START Source material

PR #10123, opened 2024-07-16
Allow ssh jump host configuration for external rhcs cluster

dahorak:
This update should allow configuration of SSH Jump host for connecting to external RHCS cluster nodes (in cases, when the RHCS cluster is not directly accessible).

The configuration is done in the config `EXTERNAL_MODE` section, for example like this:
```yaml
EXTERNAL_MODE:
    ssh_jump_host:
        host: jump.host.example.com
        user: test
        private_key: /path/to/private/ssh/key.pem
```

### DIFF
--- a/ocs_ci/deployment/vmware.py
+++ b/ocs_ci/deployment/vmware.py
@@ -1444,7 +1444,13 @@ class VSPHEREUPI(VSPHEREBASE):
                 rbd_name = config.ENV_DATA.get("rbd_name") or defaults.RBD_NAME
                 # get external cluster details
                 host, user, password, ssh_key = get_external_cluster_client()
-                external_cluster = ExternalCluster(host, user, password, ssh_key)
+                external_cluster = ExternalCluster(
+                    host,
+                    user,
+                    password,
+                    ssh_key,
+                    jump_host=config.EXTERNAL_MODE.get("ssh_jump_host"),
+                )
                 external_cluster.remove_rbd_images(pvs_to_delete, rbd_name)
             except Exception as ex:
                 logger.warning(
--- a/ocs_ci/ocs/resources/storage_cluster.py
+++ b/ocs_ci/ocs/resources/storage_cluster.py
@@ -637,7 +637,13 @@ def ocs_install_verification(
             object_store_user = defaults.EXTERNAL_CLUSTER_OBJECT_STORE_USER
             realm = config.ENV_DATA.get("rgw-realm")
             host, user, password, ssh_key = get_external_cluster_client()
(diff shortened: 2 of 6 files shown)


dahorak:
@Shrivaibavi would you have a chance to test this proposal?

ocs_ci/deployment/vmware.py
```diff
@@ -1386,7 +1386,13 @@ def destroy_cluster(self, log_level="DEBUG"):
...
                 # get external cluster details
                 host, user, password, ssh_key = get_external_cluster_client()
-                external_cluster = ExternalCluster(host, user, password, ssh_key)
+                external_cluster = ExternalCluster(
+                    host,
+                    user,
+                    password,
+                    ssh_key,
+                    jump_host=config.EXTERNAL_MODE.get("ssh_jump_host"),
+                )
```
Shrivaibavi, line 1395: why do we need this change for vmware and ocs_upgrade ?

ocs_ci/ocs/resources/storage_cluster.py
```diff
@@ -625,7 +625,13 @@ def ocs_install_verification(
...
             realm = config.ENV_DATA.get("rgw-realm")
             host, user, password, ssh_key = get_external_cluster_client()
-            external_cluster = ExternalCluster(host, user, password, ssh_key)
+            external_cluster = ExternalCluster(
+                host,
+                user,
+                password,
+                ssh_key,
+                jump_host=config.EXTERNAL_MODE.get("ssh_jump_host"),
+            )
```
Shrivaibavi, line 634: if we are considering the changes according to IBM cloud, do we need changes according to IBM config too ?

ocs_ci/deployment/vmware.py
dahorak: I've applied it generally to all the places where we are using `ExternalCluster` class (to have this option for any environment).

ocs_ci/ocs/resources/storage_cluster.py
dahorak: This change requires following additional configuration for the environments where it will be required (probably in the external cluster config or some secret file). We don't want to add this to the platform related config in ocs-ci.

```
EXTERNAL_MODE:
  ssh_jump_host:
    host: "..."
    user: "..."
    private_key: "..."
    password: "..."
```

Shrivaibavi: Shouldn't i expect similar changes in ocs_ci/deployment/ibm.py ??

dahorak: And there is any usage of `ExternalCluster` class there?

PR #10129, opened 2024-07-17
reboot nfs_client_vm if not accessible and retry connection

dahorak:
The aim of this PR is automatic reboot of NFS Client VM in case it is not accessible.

END Source material
START Source material

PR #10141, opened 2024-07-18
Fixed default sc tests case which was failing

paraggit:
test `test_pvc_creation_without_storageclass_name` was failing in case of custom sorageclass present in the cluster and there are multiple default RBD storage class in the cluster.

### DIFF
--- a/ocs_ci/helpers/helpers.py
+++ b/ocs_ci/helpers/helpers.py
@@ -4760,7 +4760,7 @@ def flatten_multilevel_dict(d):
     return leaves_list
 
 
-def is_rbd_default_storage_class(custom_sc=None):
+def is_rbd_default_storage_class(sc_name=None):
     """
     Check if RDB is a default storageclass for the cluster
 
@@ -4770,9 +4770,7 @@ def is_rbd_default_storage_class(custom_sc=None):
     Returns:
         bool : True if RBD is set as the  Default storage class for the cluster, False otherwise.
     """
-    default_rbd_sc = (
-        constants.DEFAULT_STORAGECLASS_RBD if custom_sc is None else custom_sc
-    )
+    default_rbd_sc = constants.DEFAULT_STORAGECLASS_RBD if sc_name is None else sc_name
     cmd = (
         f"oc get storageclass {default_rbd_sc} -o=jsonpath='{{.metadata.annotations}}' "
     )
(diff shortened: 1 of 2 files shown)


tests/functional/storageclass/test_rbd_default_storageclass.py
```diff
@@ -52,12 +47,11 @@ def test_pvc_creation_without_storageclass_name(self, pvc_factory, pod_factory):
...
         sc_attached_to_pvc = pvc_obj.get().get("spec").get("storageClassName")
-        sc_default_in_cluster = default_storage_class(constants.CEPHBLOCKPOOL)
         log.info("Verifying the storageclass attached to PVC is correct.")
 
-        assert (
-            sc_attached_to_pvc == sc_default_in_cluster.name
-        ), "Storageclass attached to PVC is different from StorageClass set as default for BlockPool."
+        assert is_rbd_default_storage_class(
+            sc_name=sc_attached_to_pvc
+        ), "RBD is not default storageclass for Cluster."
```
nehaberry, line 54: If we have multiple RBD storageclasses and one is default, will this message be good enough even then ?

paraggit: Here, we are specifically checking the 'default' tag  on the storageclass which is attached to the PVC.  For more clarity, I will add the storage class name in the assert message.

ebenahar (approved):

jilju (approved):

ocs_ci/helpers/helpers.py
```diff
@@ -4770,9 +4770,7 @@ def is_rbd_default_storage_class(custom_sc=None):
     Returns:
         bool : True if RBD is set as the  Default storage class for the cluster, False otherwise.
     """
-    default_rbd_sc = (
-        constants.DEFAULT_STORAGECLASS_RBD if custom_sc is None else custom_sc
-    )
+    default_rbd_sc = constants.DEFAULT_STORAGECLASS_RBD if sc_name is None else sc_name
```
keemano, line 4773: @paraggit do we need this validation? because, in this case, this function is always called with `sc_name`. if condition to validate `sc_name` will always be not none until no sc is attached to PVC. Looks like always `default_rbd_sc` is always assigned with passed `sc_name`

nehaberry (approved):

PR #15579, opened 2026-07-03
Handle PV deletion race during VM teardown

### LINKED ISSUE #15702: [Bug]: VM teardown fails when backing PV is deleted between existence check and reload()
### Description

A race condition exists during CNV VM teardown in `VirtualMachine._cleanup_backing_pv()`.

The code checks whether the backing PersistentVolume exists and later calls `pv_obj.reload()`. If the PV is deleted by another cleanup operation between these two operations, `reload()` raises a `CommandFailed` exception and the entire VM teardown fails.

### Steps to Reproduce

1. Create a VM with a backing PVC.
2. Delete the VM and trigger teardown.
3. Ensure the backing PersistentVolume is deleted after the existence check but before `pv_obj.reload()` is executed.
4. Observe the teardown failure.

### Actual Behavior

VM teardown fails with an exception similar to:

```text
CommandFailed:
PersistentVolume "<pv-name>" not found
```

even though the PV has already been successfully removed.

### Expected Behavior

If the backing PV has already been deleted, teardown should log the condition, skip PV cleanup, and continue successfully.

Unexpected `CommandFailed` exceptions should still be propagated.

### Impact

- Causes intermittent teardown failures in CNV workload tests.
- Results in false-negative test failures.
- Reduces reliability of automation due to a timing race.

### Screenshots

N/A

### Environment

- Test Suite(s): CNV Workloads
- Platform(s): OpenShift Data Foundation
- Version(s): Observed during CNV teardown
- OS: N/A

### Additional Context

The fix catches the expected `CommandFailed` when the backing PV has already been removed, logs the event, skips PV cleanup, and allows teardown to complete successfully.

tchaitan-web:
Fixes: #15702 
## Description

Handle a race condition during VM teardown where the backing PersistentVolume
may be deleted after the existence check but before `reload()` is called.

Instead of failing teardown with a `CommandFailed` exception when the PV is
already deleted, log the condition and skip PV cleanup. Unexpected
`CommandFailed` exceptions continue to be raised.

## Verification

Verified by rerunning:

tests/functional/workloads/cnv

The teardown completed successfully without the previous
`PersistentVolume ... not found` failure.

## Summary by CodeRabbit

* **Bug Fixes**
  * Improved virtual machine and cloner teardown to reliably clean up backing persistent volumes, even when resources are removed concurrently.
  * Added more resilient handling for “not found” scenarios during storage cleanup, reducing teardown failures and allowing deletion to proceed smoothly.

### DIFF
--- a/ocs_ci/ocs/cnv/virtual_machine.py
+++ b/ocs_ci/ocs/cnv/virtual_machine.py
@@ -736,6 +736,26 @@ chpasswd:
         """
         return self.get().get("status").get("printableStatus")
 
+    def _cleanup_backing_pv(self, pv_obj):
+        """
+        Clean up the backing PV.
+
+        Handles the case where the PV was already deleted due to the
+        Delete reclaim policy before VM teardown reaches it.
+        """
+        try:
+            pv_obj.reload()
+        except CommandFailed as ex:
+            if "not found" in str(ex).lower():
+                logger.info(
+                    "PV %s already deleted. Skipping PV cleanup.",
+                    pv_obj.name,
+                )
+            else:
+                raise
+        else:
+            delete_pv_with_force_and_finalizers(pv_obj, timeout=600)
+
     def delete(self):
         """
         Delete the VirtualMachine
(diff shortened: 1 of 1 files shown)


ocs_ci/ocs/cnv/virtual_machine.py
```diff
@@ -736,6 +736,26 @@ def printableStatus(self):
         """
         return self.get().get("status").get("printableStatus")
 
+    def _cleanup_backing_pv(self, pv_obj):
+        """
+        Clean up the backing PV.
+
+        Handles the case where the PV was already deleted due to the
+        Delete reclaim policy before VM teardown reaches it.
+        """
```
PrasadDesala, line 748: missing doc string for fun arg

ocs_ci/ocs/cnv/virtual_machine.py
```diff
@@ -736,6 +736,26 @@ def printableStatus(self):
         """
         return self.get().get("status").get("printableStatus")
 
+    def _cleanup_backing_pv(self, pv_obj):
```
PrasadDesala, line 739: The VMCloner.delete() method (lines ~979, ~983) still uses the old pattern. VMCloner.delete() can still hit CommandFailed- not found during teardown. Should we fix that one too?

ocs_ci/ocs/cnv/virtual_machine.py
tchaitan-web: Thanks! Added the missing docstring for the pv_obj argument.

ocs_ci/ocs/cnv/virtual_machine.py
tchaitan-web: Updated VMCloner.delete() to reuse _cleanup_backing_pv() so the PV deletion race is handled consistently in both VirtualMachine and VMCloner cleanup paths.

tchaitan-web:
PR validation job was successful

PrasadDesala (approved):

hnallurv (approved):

END Source material
START Source material

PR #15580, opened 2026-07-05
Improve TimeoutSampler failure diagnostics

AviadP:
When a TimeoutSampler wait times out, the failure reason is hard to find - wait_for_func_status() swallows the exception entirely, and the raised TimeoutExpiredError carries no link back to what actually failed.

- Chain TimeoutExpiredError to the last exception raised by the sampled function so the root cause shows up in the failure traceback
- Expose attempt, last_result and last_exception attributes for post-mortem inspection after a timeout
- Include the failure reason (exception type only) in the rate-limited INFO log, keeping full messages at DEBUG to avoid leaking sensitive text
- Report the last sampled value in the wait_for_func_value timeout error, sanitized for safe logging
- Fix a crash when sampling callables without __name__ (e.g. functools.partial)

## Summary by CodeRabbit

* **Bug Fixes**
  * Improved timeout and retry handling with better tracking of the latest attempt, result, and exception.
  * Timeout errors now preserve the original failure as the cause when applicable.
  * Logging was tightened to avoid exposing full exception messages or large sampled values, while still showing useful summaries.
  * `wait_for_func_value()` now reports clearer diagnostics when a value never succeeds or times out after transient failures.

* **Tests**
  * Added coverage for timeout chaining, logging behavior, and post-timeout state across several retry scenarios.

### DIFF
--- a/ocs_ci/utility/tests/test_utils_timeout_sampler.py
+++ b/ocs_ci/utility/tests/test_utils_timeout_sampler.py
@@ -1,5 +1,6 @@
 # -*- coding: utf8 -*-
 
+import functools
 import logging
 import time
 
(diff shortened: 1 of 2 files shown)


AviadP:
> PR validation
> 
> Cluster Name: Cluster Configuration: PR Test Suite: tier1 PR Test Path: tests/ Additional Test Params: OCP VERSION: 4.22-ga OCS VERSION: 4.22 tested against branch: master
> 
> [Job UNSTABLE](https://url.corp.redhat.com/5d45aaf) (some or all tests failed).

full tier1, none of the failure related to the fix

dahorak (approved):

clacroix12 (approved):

END Source material

■ **Required work**:
Count how many lines in the data above hold "Improved", and give that number by itself.

■ **Solution below**:
2